- **Work instructions**:
Search the records for the string "from", then copy each line where it appears.

───── Supplied data ─────

PR #7720, opened 2025-02-04
fix: prevent focus ring from appearing when selecting RAC Listbox on iPad

yihuiliao:
Found some issues on iPad in the Tailwind Examples on our docs and RAC Tailwind Storybook during testing.

Decided to increase the timeout to 80ms. It's not perfect by any means but the focus ring is less persistent than when the timeout is 40ms. I opted not to do 60ms because I could still reproduce the issue pretty frequently, and when I tried the same steps with 80ms, I found it much harder to reproduce the issue. 

I don't think people will notice a change with 80ms and it will significantly reduce the focus ring from appearing on iPad. 

## ✅ Pull Request Checklist:

## 📝 Test Instructions:

Test using RAC examples:
https://reactspectrum.blob.core.windows.net/reactspectrum/9ef2f75ae1d6e0085304f7520ce34215dca605d3/docs/index.html
https://tinyurl.com/34d5kmeh
The RAC examples to test are "Contact List" and "Image Grid"


snowystinger (approved):

devongovett (approved):
Tested on my iPad running 17 in the docs and it looks good to me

─────

- **Solution below**:
fix: prevent focus ring from appearing when selecting RAC Listbox on iPad
I don't think people will notice a change with 80ms and it will significantly reduce the focus ring from appearing on iPad. 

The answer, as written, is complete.